Desert Passage, the Arabian-themed shopping mall attached to the Aladdin hotel-casino on the Las Vegas Strip, was sold to a New York-based real estate partnership for $240.5 million.

Trizec Properties Inc., the nation's second-largest real estate investment trust, on Monday announced the sale of the 445,000-square-foot retail and entertainment property to Boulevard Invest LLC, an investment partnership formed by David Edelstein of Sutton East Corp. and RFR Holding principals Aby Rosen and Michael Fuchs.

The new owners gave no details about plans to retheme the property, but Las Vegas real estate experts believe the Boulevard Invest partners will work closely with the new owners of the Aladdin.

The Aladdin is in the process of being sold out of bankruptcy to a group headed by Robert Earl, chairman and chief executive of Orlando, Fla.-based Planet Hollywood International Inc.

Earl intends to convert the 2,587-room property to a Planet Hollywood-branded hotel-casino. He is backed by financier Bay Harbour Management LC, New York, and hotel operator Starwood Hotels and Resorts Worldwide Inc., White Plains, N.Y.

The sale of Desert Passage has been on Trizec's radar screen since August, when several suitors expressed interested in an acquisition. Trade publication Real Estate Alert first reported Trizec officials were close to a deal in September, but the company, which wants to focus on owning office buildings in larger U.S. markets, declined comment at that time.

Desert Passage is the eighth-largest shopping mall in the Las Vegas Valley and the fourth-largest among Strip retail centers. It has more than 140 stores and eight restaurants. Some retailers, though, have left the mall for other Strip sites in the past year because of disappointing traffic counts.

The new owners have contracted with Chicago-based Urban Retail Properties Co. to manage the center. Urban Retail Properties, which manages more than 35 million square feet of properties in the United States (including The Galleria in Houston and the Century City Shopping Center in Los Angeles), will work with Robert K. Futterman & Associates as leasing agents.
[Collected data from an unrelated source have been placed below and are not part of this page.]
PR #8, opened 2022-04-10
Accounts management, authentication and authorization

Jhobahtes:
## Account management
 * Create, recover, update users
 * Email confirmation
## Group management
 * Create, modify
 * Default groups and account types
## Security
 * Bcrypt hash and verification
## Utils
 * SMTP email sender
## Authorization
 * OAuth password flow using JWT
 * Groups dependencies using JWT
## Tests
 * Async and database support
 > Tests can now be used and created
## Workflow
 * Python *basic* typechecking
 * Add a `.env` dotfile

## TODO
Use an email and an UUID type
Change cruds parameters and return types
Add loggin


app/core/security.py
```diff
@@ -0,0 +1,25 @@
+import secrets
+
+
+def password_validator(password: str) -> str:
+    """
+    Check the password strength, validity and remove trailing spaces.
+    This function is intended to be used as a Pydantic validator:
+    https://pydantic-docs.helpmanual.io/usage/validators/#reuse-validators
+    """
+    # TODO
```
Victor-Angot, line 10: Remove this comment

Victor-Angot (dismissed):

Victor-Angot (approved):

app/core/security.py
AtomHare: I think we should keep the TODO so we remember to add more checks like at least a number etc

PR #15, opened 2022-04-28
Workflow improvements

Jhobahtes:
### Mypy
Introduce [mypy](https://mypy.readthedocs.io/en/stable/) type checker.
Fix errors found by mypy.

### VS Code
 - sort import on save
 - replace pyright type checker by [mypy](https://mypy.readthedocs.io/en/stable/)

### GitHub workflow
 - replace [isort/isort-action@master](https://github.com/isort/isort-action) action by `isort . --check-only --diff` command. The previous one was installing a new and different version of isort (10s shorter)
 - change black action configuration. We don't want black to make modification as changes were never committed by the workflow. 
 - caching: pytest and mypy cache folder are now cached by actions/cache@v3.


AtomHare (approved):
LGTM, nice cleanup 👍

PR #46, opened 2022-08-13
Core improvements: security.txt, validation exception handler, CORS middleware and doc

Jhobahtes:
# Core improvements

This pull request add a few improvements to the core. This should be one of the last *big pull request* modifying multiple parts of Hyperion. It does not include breaking changes.

### security.txt
Based on [securitytxt.org](https://securitytxt.org/) proposal, add a `security.txt` file explaining how to report security concern about Hyperion.

### `/information` endpoint
`/information` is intended to be used as a health check endpoint. The app can access it to make sure Hyperion is available and working. It should raise a warning if this endpoint is unreachable.

It also return three information:
```python
    return schemas_core.CoreInformation(
        ready=True,
        version=settings.HYPERION_VERSION,
        minimal_titan_version=settings.MINIMAL_TITAN_VERSION,
    )
```
 - `ready` is not currently used by Hyperion. It can be changed to false when the API running but unavailable, for example on startup, or after a fatal error.
 - `version` allows client to check Hyperion version
 - `minimal_titan_version` is specific to Hyperion and should be check against the app version when the app is opened. If the version is to low, Titan should invite the user to update the app and could become unusable. 

### `validation_exception_handler()`
Using [Use the RequestValidationError body](https://fastapi.tiangolo.com/tutorial/handling-errors/#use-the-requestvalidationerror-body) documentation, catch validation exceptions which are raised by FastAPI when the API receive invalid data. Currently information logged about these issues are minimal, the handler tries to be more verbose, using *hyperion.error* logger.

### CORS middleware
Allowed CORS origins can be set from the dotenv

### `REFRESH_TOKEN_EXPIRE_MINUTES`
Set the refresh tokens duration to 14 days. This parameter may need to be modified. It should be small to limit the impact of a token theft but should be long enough to prevent user from needing to sign in every times they open the app. 

### Documentation
Make small improvements to the documentation.

### Checklist

- [x] All tests passing


benjamindenise:
Please explain objectives of this PR.

assets/security.txt
```diff
@@ -0,0 +1,5 @@
+Contact: mailto:security@myecl.fr
```
benjamindenise, line 1: Don't forget to create email.

benjamindenise (approved):

Jake-Ransom (approved):

maximeroucher (approved):

PR #60, opened 2022-09-10
Rate-limit

Jake-Ransom:
### Description

Implementation of a simple rate limiter (fixed window)

### Checklist

- [x] All tests passing


Victor-Angot (approved):

app/dependencies.py
```diff
@@ -22,13 +23,30 @@ async def get_users(db: AsyncSession = Depends(get_db)):
...
 from app.schemas import schemas_auth
+from app.utils.redis import connect
 from app.utils.tools import is_user_member_of_an_allowed_group
 from app.utils.types.groups_type import GroupType
 from app.utils.types.scopes_type import ScopeType
 
 # We could maybe use hyperion.security
 hyperion_access_logger = logging.getLogger("hyperion.access")
 
+redis_client = None  # Create a global variable for the redis client, so that it can be instancied in the startup and shutdown events
```
Jhobahtes, line 34: Could you type `redis_client`?

```suggestion
redis_client: redis.Redis | bool | None = None  # Create a global variable for the redis client, so that it can be instancied in the startup and shutdown events
```

app/dependencies.py
```diff
@@ -22,13 +23,30 @@ async def get_users(db: AsyncSession = Depends(get_db)):
...
+# Is None if the redis client is not instancied, is False if the redis client is instancied but not connected, is a redis.Redis object if the redis client is connected
+
+
+def get_redis_client(
+    settings=None,
+) -> redis.Redis | None | bool:  # settings can be None if the redis client is already instancied, so that we don't need to pass the settings to the function
+    """
+    Dependency that return the redis client
+    """
```
Jhobahtes, line 43: Putting the comment in the docstring would make it easier to see for people using the dependency

```suggestion
) -> redis.Redis | None | bool:
    """
    Dependency that return the redis client
    
    Settings can be None if the redis client is already instanced, so that we don't need to pass the settings to the function.

    Is None if the redis client is not instancied, is False if the redis client is instancied but not connected, is a redis.Redis object if the redis client is connected
    """
```

app/dependencies.py
```diff
@@ -22,13 +23,30 @@ async def get_users(db: AsyncSession = Depends(get_db)):
...
 
 # We could maybe use hyperion.security
 hyperion_access_logger = logging.getLogger("hyperion.access")
 
+redis_client = None  # Create a global variable for the redis client, so that it can be instancied in the startup and shutdown events
+# Is None if the redis client is not instancied, is False if the redis client is instancied but not connected, is a redis.Redis object if the redis client is connected
+
+
+def get_redis_client(
+    settings=None,
```
Jhobahtes, line 39:
```suggestion
    settings: Settings | None = None,
```

app/main.py
```diff
@@ -36,28 +42,53 @@ async def logging_middleware(request: Request, call_next):
...
+        client_address = f"{ip_address}:{port}"
     else:
         client_address = "unknown"
 
-    hyperion_access_logger.info(
-        f'{client_address} - "{request.method} {request.url.path}" {response.status_code} ({request_id})'
+    settings = app.dependency_overrides.get(get_settings, get_settings)()
+    redis_client = app.dependency_overrides.get(get_redis_client, get_redis_client)(
+        settings=settings
     )
```
Jhobahtes, line 55:
```suggestion
    settings: Settings = app.dependency_overrides.get(get_settings, get_settings)()
    redis_client: Redis | bool | None = app.dependency_overrides.get(get_redis_client, get_redis_client)(
        settings=settings
    )
```

app/utils/redis.py
```diff
@@ -0,0 +1,35 @@
...
+from app.core.config import Settings
+
+
+def connect(settings: Settings) -> redis.Redis | bool:
+    try:
+        redis_client = redis.Redis(host=settings.REDIS_HOST, port=settings.REDIS_PORT)
+        redis_client.ping()  # Test the connection
+    except redis.exceptions.ConnectionError as e:
+        print("Redis connection error: ", e)
+        print("Check the Redis configuration  or the Redis server")
```
Jhobahtes, line 12: Could you use `hyperion.error` logger?

Jhobahtes (changes requested):
Impressive work! Thanks
I added a few comments, mostly about type and documentation

app/utils/redis.py
Jake-Ransom: I think that using the the logger in this file wouldn't make much sense. Then how about I to just delete the exception handling in this file and put it in the dependencies ?

Jhobahtes: I agree, it makes sense

Jhobahtes (approved):

PR #68, opened 2022-10-09
Fix a good number of typos

Pokegali:
### Description

Fixed typos in the comments


armanddidierjean (approved):
Thank you for this pull request. It's a really nice job!
I just removed a link to the "reset password" form as it is currently not implemented in order to not mislead our alpha testers.

PR #110, opened 2023-01-12
Add Minecraft auth provider

Pokegali:
### Description

Added an auth provider for the minecraft server

### DIFF
--- a/app/utils/auth/providers.py
+++ b/app/utils/auth/providers.py
@@ -228,3 +228,20 @@ class SynapseAuthClient(BaseAuthClient):
             ),
             "email": user.email,
         }
+
+
+class MinecraftAuthClient(BaseAuthClient):
+    # If no redirect_uri are hardcoded, the client will need to provide one in its request
+    redirect_uri: str | None = None
+    # Set of scopes the auth client is authorized to grant when issuing an access token.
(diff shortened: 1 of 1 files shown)


Jake-Ransom (approved):

app/utils/auth/providers.py
```diff
@@ -196,3 +196,21 @@ def get_userinfo(cls, user: models_core.CoreUser):
...
+    # Set of scopes the auth client is authorized to grant when issuing an access token.
+    # See app.utils.types.scopes_type.ScopeType for possible values
+    allowed_scopes: Set[ScopeType] = {ScopeType.profile}
+
+    @classmethod
+    def get_userinfo(cls, user: models_core.CoreUser):
+
+        return {
+            "id": user.id,
+            "nickname": user.nickname,
```
armanddidierjean, line 213: A user may not have a surname. The firstname may be used in this case

Flavio0834: maybe it would be better to use Firstname + Lastname knowing that the surname will become your in-game name

Pokegali:
After some discussion, it's okay if we get nothing in the nickname field. The minecraft username will be left unchanged if it is the case

PR #112, opened 2023-01-15
Core User creation promo and floor

armanddidierjean:
### Description

- Add a floor enumeration
- Support new email address
- Prevent users from changing their name and firstname
- Return phone numbers

A database migration may be required

### DIFF
--- a/tests/test_auth.py
+++ b/tests/test_auth.py
@@ -5,6 +5,7 @@ from urllib.parse import parse_qs, urlparse
 from app.main import app
 from app.models import models_core
 from app.utils.examples import examples_auth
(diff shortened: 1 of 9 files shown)


tests/test_auth.py
```diff
@@ -19,7 +19,7 @@ async def startuptest():
             firstname="Antoine",
             nickname="Nickname",
             birthday=date.fromisoformat("2000-01-01"),
-            floor="M16",
+            floor="Autre",
```
Jake-Ransom, line 22: Why not FloorsType.Autre ?
```suggestion
            floor=FloorsType.Autre,
```

maximeroucher (approved):

PR #125, opened 2023-02-07
Put entity as nullable in schema_bdebooking

Jake-Ransom:


Malem38 (approved):
Thank you very much for this beautiful work !

PR #186, opened 2023-06-17
Fix ical rrule

Petitoto:
## Description

- fix RRULE when creating iCal file
- add an endpoint to allow global admin to manually create iCal file

Refs for RRULE fix : 
https://stackoverflow.com/questions/20143590/how-to-add-rrule-to-icalendar-event-in-python
https://icalendar.readthedocs.io/en/latest/_modules/icalendar/prop.html#vRecur

### DIFF
--- a/app/endpoints/calendar.py
+++ b/app/endpoints/calendar.py
@@ -229,7 +229,7 @@ async def delete_bookings_id(
 
 
 @router.post(
-    "/calendar/ical",
+    "/calendar/ical/create",
     status_code=204,
     tags=[Tags.calendar],
 )
--- a/app/endpoints/calendar.py
+++ b/app/endpoints/calendar.py
@@ -233,7 +233,7 @@ async def delete_bookings_id(
     status_code=204,
     tags=[Tags.calendar],
 )
-async def create_product(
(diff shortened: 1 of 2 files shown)


app/endpoints/calendar.py
```diff
@@ -228,6 +228,25 @@ async def delete_bookings_id(
         )
 
 
+@router.post(
+    "/calendar/ical",
+    status_code=204,
+    tags=[Tags.calendar],
+)
+async def create_product(
```
armanddidierjean, line 236: The name could be a bit more explicit, like:
```suggestion
async def recreate_ical_file(
```

app/endpoints/calendar.py
```diff
@@ -228,6 +228,25 @@ async def delete_bookings_id(
         )
 
 
+@router.post(
+    "/calendar/ical",
```
armanddidierjean, line 232: I would suggest a route like `POST /calendar/ical/recreate` or `POST /calendar/ical/create` to emphasize what the endpoint is doing.

Petitoto: /calendar/ical/create

PR #188, opened 2023-06-18
Use timezone from datetime module

armanddidierjean:
instead of pytz.

The timezone can be changed using the dotenv. 
NOTE: the chosen timezone does not have any effects on validators as we can not access settings inside a synchronous validator.

### DIFF
--- a/.env
+++ b/.env
@@ -40,7 +40,7 @@ REDIS_LIMIT = 1000
 REDIS_WINDOW = 60
 
 # Timezone #
-TIMEZONE = "Europe/Paris"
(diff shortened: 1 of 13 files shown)


Petitoto:
It would be better if Titan was able to properly handle timezones, so we wouldn't have to force the timezone from Hyperion. Here, datetime's "PTH2" does not handle summer/winter time changes.
Once Titan will send time as UTC, we won't have to artificially change the timezone.

armanddidierjean:
Superseded by #360

PR #192, opened 2023-07-01
feat: add field validation in config

armanddidierjean:
to be able to check for incorrect values before runtime and provide more explicit error messages

Requires: https://github.com/aeecleclair/Hyperion/pull/193


Petitoto:
Did not check that tests pass with #193 but lgtm

Petitoto (approved):

PR #339, opened 2015-09-19
MNT: Add example notebook links to tutorial page

ericdill:


licode:
Looks good except that powder calibration is still broken?

ericdill:
Yes, it is broken. The underlying math is also wrong, so it is a great deal more work to get this working than simply updating some function calls

PR #343, opened 2015-09-21
Dockerfile

chuckie82:
Added a Dockerfile for running skxray on any machine with Docker installation.
Currently, only installs requirements.txt


ericdill:
Cool!

PR #348, opened 2015-11-23
Fitting functions for XSVS

sameera2004:


ericdill:
closed and reopened to force travis to use the new master branch that has lmfit pinned to 0.8.3 on travis

skxray/core/fitting/lineshapes.py
```diff
@@ -385,3 +391,100 @@ def compton(x, compton_amplitude, coherent_sct_energy,
     counts += value
 
     return counts
+
+
+def gamma_dist(bin_values, K, M):
```
ericdill: is it important that `K` and `M` are capitalized?

tacaswell: wikipedia says κ and θ  If we drop 2.7 we could use those as the variables!

https://en.wikipedia.org/wiki/Gamma_distribution

tacaswell:
:+1: modulo the concerns about the names.

skxray/core/fitting/lineshapes.py
sameera2004: It is not important to keep K and M capitalized, sure we can change to  κ and θ when we drop 2.7 .

tacaswell: I was mostly being obnoxious with by unicode comment.

ericdill:
lgtm

Issue #92, opened 2014-08-21
2-time correlation


ericdill:
# Description

Part of X-ray photon correlation spectroscopy (XPCS).  See [pyXPCS](https://github.com/NSLS-II/pyXPCS)

PR #352, opened 2015-12-02
Two Time Correlation

sameera2004:


sameera2004:
weblink for the python notebook
http://nbviewer.ipython.org/github/sameera2004/my_ipy_notebook/blob/master/Time_Correlation/XPCS%20Two-time%20SAXS%20example.ipynb

ericdill:
closed/opened to restart travis now that we have test coverage again

ericdill:
closes #92

sameera2004:
This PR is ready for review, please go through the two_time_corr function, I will fix the merge conflicts

skxray/core/correlation.py
```diff
@@ -402,3 +351,366 @@ def auto_corr_scat_factor(lags, beta, relaxation_rate, baseline=1):
...
+            for i in range(-nshift+1, nshift+1):
+                two_time[int(tind1+i),
+                           int(tind2+i)] = (tmp_binned/(pi_binned *
+                                                        fi_binned))*num_pixels
+        else:
+            two_time[tind1, tind2] = tmp_binned/(pi_binned *
+                                                   fi_binned)*num_pixels
+
+
+def _help_process(level, num_bufs, buf_no, i, buf, label_array):
```
tacaswell: This needs a better name.

sameera2004: @tcaswell sure, I will change the name of this function. anymore comments?

tacaswell: I thought you were on vacation!  I only started to read through the code so more comments should be coming.

sameera2004: Only checking my e-mails still having jet lag, wake up around 4.30am (Sri Lankan time), better than last week ( 2.30am) So nothing to do until others wake up. Sure leave comments , I will fix after I come back,

skxray/core/correlation.py
```diff
@@ -402,3 +351,366 @@ def auto_corr_scat_factor(lags, beta, relaxation_rate, baseline=1):
...
+
+    if np.any(num_pixels == 0):
+        raise ValueError("Number of pixels of the required roi's"
+                         " cannot be zero, "
+                         "num_pixels = {0}".format(num_pixels))
+
+    return label_array, indices, num_rois, num_pixels
+
+
+def one_time_from_two_time(two_time_corr):
```
tacaswell: This will certainly be useful for testing as well as science!

tacaswell:
@sameera2004 @ericdill The code for the two correlation functions looks very similar with the exception of storing a 2D correlation result and a different inner function.  Is there a way for the two functions to be merged so we only have one copy of the subtle multi-tua averaging code?

skxray/core/correlation.py
```diff
@@ -402,3 +351,366 @@ def auto_corr_scat_factor(lags, beta, relaxation_rate, baseline=1):
...
+                                  current_img_time, level=level,
+                                  buf_no=cur[level]-1)
+                level += 1
+
+                # Checking whether there is next level for processing
+                processing = level < num_levels
+
+    for q in range(np.max(labels)):
+        x0 = two_time[:, :, q]
+        two_time[:, :, q] = (np.tril(x0) + np.tril(x0).T
```
tacaswell: Is there data in the upper triangle that is being over-written here?

It is probably better to return the un-patched up result and provide a function to do this as needed.

If there is not data in the upper triangle would `x0 + np.tril(x0, -1)` would be faster.

skxray/core/correlation.py
```diff
@@ -402,3 +351,366 @@ def auto_corr_scat_factor(lags, beta, relaxation_rate, baseline=1):
...
+    for i in range(i_min, min(img_per_level[level], num_bufs)):
+        (t_index, tmp_binned, pi_binned,
+         fi_binned) = _help_process(level, num_bufs, buf_no, i, buf,
+                                    label_array)
+
+        tind1 = (current_img_time - 1)
+
+        tind2 = (current_img_time - lag_steps[t_index] - 1)
+
+        if not isinstance(current_img_time, int):
```
tacaswell: When would this not be an integer?

skxray/core/correlation.py
```diff
@@ -402,3 +351,366 @@ def auto_corr_scat_factor(lags, beta, relaxation_rate, baseline=1):
...
+            nshift = 2**(level-1)
+            for i in range(-nshift+1, nshift+1):
+                two_time[int(tind1+i),
+                           int(tind2+i)] = (tmp_binned/(pi_binned *
```
tacaswell: You can do this computation outside of the loop.

skxray/core/correlation.py
sameera2004: This doesn't works for multi tau, but helpful when people are doing two time correlation for all the frames. They can get the one time correlation data using this method.

skxray/core/correlation.py
sameera2004: There is no data in the upper triangle, so I will this way

skxray/core/correlation.py
sameera2004: Sure, I will

sameera2004:
Added new PR, closing this due to merge conflicts

PR #368, opened 2015-12-10
added multi_tau_auto_corr_partial_data function

bfrosik:
The new function is a modified copy of multi_tau_auto_corr function. It supports partial data input when calculation correlation. Each iteration takes previous results.

### DIFF
--- a/skxray/core/correlation.py
+++ b/skxray/core/correlation.py
@@ -328,31 +328,32 @@ def multi_tau_auto_corr_partial_data(num_levels, num_bufs, labels, images, previ
     # level has twice the delay times of the next lower one. To save
     # needless copying, of cyclic storage of images in buf is used.
 
+
+    if num_bufs % 2 != 0:
+        raise ValueError("number of channels(number of buffers) in "
+                            "multiple-taus (must be even)")
+
+    if hasattr(images, 'frame_shape'):
+        # Give a user-friendly error if we can detect the shape from pims.
+        if labels.shape != images.frame_shape:
+            raise ValueError("Shape of the image stack should be equal to"
+                                " shape of the labels array")
+
+    # get the pixels in each label
+    label_mask, pixel_list = roi.extract_label_indices(labels)
+
+    num_rois = np.max(label_mask)
+
+    # number of pixels per ROI
+    num_pixels = np.bincount(label_mask, minlength=(num_rois+1))
+    num_pixels = num_pixels[1:]
+
+    if np.any(num_pixels == 0):
+            raise ValueError("Number of pixels of the required roi's"
+                            " cannot be zero, "
+                            "num_pixels = {0}".format(num_pixels))
+
     if previous is None:
-        if num_bufs % 2 != 0:
-            raise ValueError("number of channels(number of buffers) in "
-                             "multiple-taus (must be even)")
-
-        if hasattr(images, 'frame_shape'):
-            # Give a user-friendly error if we can detect the shape from pims.
-            if labels.shape != images.frame_shape:
-                raise ValueError("Shape of the image stack should be equal to"
-                                 " shape of the labels array")
-
-        # get the pixels in each label
-        label_mask, pixel_list = roi.extract_label_indices(labels)
-
-        num_rois = np.max(label_mask)
-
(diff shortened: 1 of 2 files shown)


skxray/core/correlation.py
```diff
@@ -253,6 +253,211 @@ def multi_tau_auto_corr(num_levels, num_bufs, labels, images):
...
+        maximum lag step to compute in each generation of
+        downsampling
+
+    labels : array
+        labeled array of the same shape as the image stack;
+        each ROI is represented by a distinct label (i.e., integer)
+
+    images : iterable of 2D arrays
+        dimensions are: (rr, cc)
+
```
tacaswell: Please document `previous`

skxray/core/correlation.py
```diff
@@ -253,6 +253,211 @@ def multi_tau_auto_corr(num_levels, num_bufs, labels, images):
...
+                # on previous call above.
+                _process(buf, G, past_intensity_norm,
+                         future_intensity_norm, label_mask,
+                         num_bufs, num_pixels, img_per_level,
+                         level=level, buf_no=cur[level]-1,)
+                level += 1
+
+                # Checking whether there is next level for processing
+                processing = level < num_levels
+
```
tacaswell: I think the `yield` should be here so we can get the updated `g2` as it runs?

skxray/core/correlation.py
```diff
@@ -253,6 +253,211 @@ def multi_tau_auto_corr(num_levels, num_bufs, labels, images):
...
+        # to track how many images processed in each level
+        img_per_level = np.zeros(num_levels, dtype=np.int64)
+
+        start_time = time.time()  # used to log the computation time (optionally)
+
+    else:
+        G = previous[2]
+        past_intensity_norm = previous[3]
+        future_intensity_norm = previous[4]
+        buf = previous[5]
```
tacaswell: python has nice unpacking, these lines can be written as 

```python
G, past_intensity_norm, future_intensity_norm, buf = previous[2:]
```

skxray/core/correlation.py
```diff
@@ -253,6 +253,211 @@ def multi_tau_auto_corr(num_levels, num_bufs, labels, images):
...
+    """
+    # In order to calculate correlations for `num_bufs`, images must be
+    # kept for up to the maximum lag step. These are stored in the array
+    # buffer. This algorithm only keeps number of buffers and delays but
+    # several levels of delays number of levels are kept in buf. Each
+    # level has twice the delay times of the next lower one. To save
+    # needless copying, of cyclic storage of images in buf is used.
+
+    if previous is None:
+        if num_bufs % 2 != 0:
```
tacaswell: This whole block of code should probably be pulled out into a function that can be re-used by both this an the existing multi tau function.

skxray/core/correlation.py
```diff
@@ -253,6 +253,211 @@ def multi_tau_auto_corr(num_levels, num_bufs, labels, images):
...
+    # the normalization factor
+    if len(np.where(past_intensity_norm == 0)[0]) != 0:
+        g_max = np.where(past_intensity_norm == 0)[0][0]
+    else:
+        g_max = past_intensity_norm.shape[0]
+
+    # g2 is normalized G
+    g2 = (G[:g_max] / (past_intensity_norm[:g_max] *
+                       future_intensity_norm[:g_max]))
+
```
sameera2004: I think 'yield' can come here and the tot_channels and lag_steps are taken out from this function. Because we can find it separately

skxray/core/correlation.py
sameera2004: Yes same block is need for two time correlation, So I have taken this out and made small helper function for that. I think this can use that too

skxray/core/correlation.py
tacaswell: but we want to get a partial g2 for every image.

ericdill:
closed/opened to restart travis now that we have test coverage again

sameera2004:
@ericdill Thanks for fixing the test coverage

tacaswell:
@bfrosik Thanks for your work on this!

PR #370, opened 2015-12-11
Document making the docs

ericdill:


ericdill:
The docs are now live http://scikit-beam.github.io/scikit-beam/

danielballan:
Thanks!

PR #371, opened 2015-12-11
Fixing up the skxray test suite.  It was not actually running on travis

ericdill:
- backing out changes to the .travis.yml file that disabled running tests.  
- fixing up new tests that were failing because we missed that the tests were not being run.  
- turning on python 3.5 on travis

### DIFF
--- a/.travis.yml
+++ b/.travis.yml
@@ -16,8 +16,8 @@ install:
   - export GIT_FULL_HASH=`git rev-parse HEAD`
   - conda config --set always_yes true
   - conda update conda
-  - conda create -n testenv pip nose python=$TRAVIS_PYTHON_VERSION numpy scipy scikit-image six coverage
-  - conda install -n testenv -c scikit-xray xraylib lmfit=0.8.3 netcdf4
+  - conda config --add channels scikit-xray
+  - conda create -n testenv pip nose python=$TRAVIS_PYTHON_VERSION numpy scipy scikit-image six coverage xraylib lmfit=0.8.3 netcdf4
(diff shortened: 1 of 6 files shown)


ericdill:
Ok, tests are passing now.  Whew.  This should go in immediately since our tests are not being run on the master branch.  Therefore **all** PRs that are coming in look like they are ok.

.travis.yml
```diff
@@ -15,16 +16,19 @@ install:
   - export GIT_FULL_HASH=`git rev-parse HEAD`
   - conda config --set always_yes true
   - conda update conda
-  - conda create -n testenv pip nose python=$TRAVIS_PYTHON_VERSION numpy scipy=0.15.1 scikit-image six coverage
-  - conda install -n testenv -c scikit-xray xraylib lmfit=0.8.3 netcdf4
+  - conda config --add channels scikit-xray
```
danielballan: I preferred the clarify of two lines, telling me which packages come from us and which come from Continuum.

ericdill: I can see your point.  However, travis is unecessarily thrashing because of this two line install.  it is first installing  numpy 1.10 on line 18.  On line 19, because we dont have numpy 1.10 builds of some packages on our scikit-xray channel, conda is installing numpy 1.9 and then it has to reinstall a bunch of packages that were compiled against numpy 1.10 instead of 1.9.  Travis takes ~25% longer to run with these installs on two lines instead of one.

See [here] (https://travis-ci.org/scikit-beam/scikit-beam/jobs/96243412#L360).

PR #373, opened 2015-12-11
Doc rewrite

tacaswell:


ericdill:
What is the best way to do this?  Should I just merge this and then people can propose edits via PR if there is any contention?

danielballan:
Let's let it sit for a week so it is easy for people to leave line comments.

tacaswell:
The docs also do not currently build, that should be fixed before it is
merged.

ericdill:
Am I remembering correctly that we decided to move this to the top-level scikit-beam organization docs?

ericdill:
cc @tacaswell @danielballan

doc/index.rst
```diff
@@ -1,41 +1,149 @@
...
 
+The :ref:`vision<vision>` of `scikit-beam` is to provide simple
+functions useful for the X-ray, Neutron and Electron communities.  The
+primary goal of the scikit-beam project is to provide a centralized
+repository for algorithms that are used in these three scientific
+domains.  `scikit-beam` functions accept and return standard Python
+and numpy datatypes, so they integrate well with other packages from
+the scientific Python community.  Further, the modular design of
+scikit-beam allows its components to be easily reused in ways not
+envisioned by the authors.
```
tacaswell: @chrisvam Comments on this paragraph?

tacaswell:
@chrisvam The inventory of what we have implemented has been side-tracked my making sure the docs build with out errors.

doc/index.rst
chrisvam: Looks good.  My only thought is that we do have classes that maintain state (for performance) so maybe "functions" should be changed to "functions/classes"?

chrisvam:
Hi Tom,

No worries about the delay.  You and Dan should have received a link to a google-doc (that you can edit) that is my zeroth-order suggestion for what to send to the silx people.  In a nutshell:  I think we should see if we can agree on a hopefully-simple list of requirements for software we can all work on.  And I believe skbeam fulfills the ones I have written down so far.

danielballan:
Normal Travis builds passed. Only the doc build failed, on warning-as-error from sphinx. Merging as is and basing further work on master.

For Chicago-based Trizec, selling the mall will reduce debt by $178 million, the company said in a statement. It will use some of the proceeds to buy real estate in regions where it owns more buildings. Desert Passage was the only Las Vegas property owned by Trizec.

"This will provide us with additional flexibility to take advantage of opportunities that should emerge as the economy and the office property markets recover," Trizec Chief Executive Tim Callahan said in the statement.